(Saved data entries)
________________________________________

PR #1890, opened 2016-12-09
Remove n+1 query from claims

stephenrichards:
There was an after_initialize callback on Claim::BaseClaim that instantiated an
assessment if not already there.  This meant that when finding a collection of
claims, an query was made to get the assessment for each claim in the collection.

This PR replace that with an after_save hook to create a blank assessment when
the claim is created, and rewrite the assessment factory to cater for this.

### DIFF
--- a/app/models/determination.rb
+++ b/app/models/determination.rb
@@ -57,6 +57,17 @@ class Determination < ActiveRecord::Base
     !blank?
   end
 
+  def to_s
+    "  id:            #{id}\n" +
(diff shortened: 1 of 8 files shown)


slorek (approved):

app/models/determination.rb
```diff
@@ -57,6 +57,17 @@ def present?
     !blank?
   end
 
+  def to_s
```
slorek, line 60: If this is debug code, consider removing it.

PR #1915, opened 2016-12-23
Rake task to recalculate VAT on all expenses

stephenrichards:


stephenrichards:
There are AGFS claims where VAT hasn't been applied to expenses.  We need to:
a) confirm they should be when the advocate is VAT registered
b)decide which claim states to examine and update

________________________________________

EXERCISE BRIEF:
Copy every record precisely, omitting nothing.

RESPONSE:
PR #1890, opened 2016-12-09
Remove n+1 query from claims

stephenrichards:
There was an after_initialize callback on Claim::BaseClaim that instantiated an
assessment if not already there.  This meant that when finding a collection of
claims, an query was made to get the assessment for each claim in the collection.

This PR replace that with an after_save hook to create a blank assessment when
the claim is created, and rewrite the assessment factory to cater for this.

### DIFF
--- a/app/models/determination.rb
+++ b/app/models/determination.rb
@@ -57,6 +57,17 @@ class Determination < ActiveRecord::Base
     !blank?
   end
 
+  def to_s
+    "  id:            #{id}\n" +
(diff shortened: 1 of 8 files shown)


slorek (approved):

app/models/determination.rb
```diff
@@ -57,6 +57,17 @@ def present?
     !blank?
   end
 
+  def to_s
```
slorek, line 60: If this is debug code, consider removing it.

PR #1915, opened 2016-12-23
Rake task to recalculate VAT on all expenses

stephenrichards:


stephenrichards:
There are AGFS claims where VAT hasn't been applied to expenses.  We need to:
a) confirm they should be when the advocate is VAT registered
b)decide which claim states to examine and update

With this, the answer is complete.